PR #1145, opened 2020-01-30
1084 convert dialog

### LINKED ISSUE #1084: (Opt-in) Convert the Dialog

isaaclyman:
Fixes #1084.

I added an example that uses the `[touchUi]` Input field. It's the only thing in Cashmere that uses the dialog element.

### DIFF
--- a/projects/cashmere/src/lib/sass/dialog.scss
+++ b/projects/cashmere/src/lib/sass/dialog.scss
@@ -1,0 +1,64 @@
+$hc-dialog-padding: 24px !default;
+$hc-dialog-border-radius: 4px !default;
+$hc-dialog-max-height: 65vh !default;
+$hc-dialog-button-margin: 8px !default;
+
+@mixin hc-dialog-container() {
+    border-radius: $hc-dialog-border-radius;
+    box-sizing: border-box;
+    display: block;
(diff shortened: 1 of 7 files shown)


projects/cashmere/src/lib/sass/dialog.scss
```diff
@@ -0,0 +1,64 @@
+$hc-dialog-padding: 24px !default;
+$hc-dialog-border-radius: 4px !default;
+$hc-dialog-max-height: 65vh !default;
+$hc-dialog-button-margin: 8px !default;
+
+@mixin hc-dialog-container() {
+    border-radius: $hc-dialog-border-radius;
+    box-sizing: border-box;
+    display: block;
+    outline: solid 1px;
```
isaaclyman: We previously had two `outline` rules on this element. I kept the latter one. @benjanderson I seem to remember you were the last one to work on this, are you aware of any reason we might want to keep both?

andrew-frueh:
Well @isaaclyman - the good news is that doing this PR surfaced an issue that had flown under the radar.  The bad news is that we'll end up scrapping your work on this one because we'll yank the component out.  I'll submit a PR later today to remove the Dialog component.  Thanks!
-.-.-
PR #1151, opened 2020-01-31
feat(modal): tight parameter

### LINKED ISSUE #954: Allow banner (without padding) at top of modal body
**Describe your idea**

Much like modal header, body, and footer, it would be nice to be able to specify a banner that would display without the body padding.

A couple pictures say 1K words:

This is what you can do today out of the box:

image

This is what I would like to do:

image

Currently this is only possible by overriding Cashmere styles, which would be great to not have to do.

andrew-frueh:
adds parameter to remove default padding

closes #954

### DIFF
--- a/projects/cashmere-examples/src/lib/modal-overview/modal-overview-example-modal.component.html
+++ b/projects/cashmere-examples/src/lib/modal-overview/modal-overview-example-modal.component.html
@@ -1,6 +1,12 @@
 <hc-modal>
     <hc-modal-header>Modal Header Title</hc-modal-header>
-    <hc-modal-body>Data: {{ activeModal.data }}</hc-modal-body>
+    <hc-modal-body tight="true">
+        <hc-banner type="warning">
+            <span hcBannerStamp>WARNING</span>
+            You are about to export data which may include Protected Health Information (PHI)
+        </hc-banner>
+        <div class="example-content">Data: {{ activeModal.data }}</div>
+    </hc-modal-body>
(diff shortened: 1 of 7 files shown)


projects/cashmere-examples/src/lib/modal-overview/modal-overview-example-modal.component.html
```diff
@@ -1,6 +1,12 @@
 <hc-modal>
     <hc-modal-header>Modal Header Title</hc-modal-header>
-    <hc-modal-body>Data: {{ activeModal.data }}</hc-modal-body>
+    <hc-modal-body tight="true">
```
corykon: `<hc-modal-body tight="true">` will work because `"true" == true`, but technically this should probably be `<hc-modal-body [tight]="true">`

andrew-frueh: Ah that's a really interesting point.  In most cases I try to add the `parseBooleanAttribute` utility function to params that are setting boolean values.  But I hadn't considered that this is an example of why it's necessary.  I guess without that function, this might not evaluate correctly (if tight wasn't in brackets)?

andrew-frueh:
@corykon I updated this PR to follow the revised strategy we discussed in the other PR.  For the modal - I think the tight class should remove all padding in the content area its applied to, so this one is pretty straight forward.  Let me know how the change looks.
-.-.-
REQUIRED WORK → Please say how many lines in the records above contain the word "your", giving the number alone.

SOLUTION TO THE PROBLEM → 2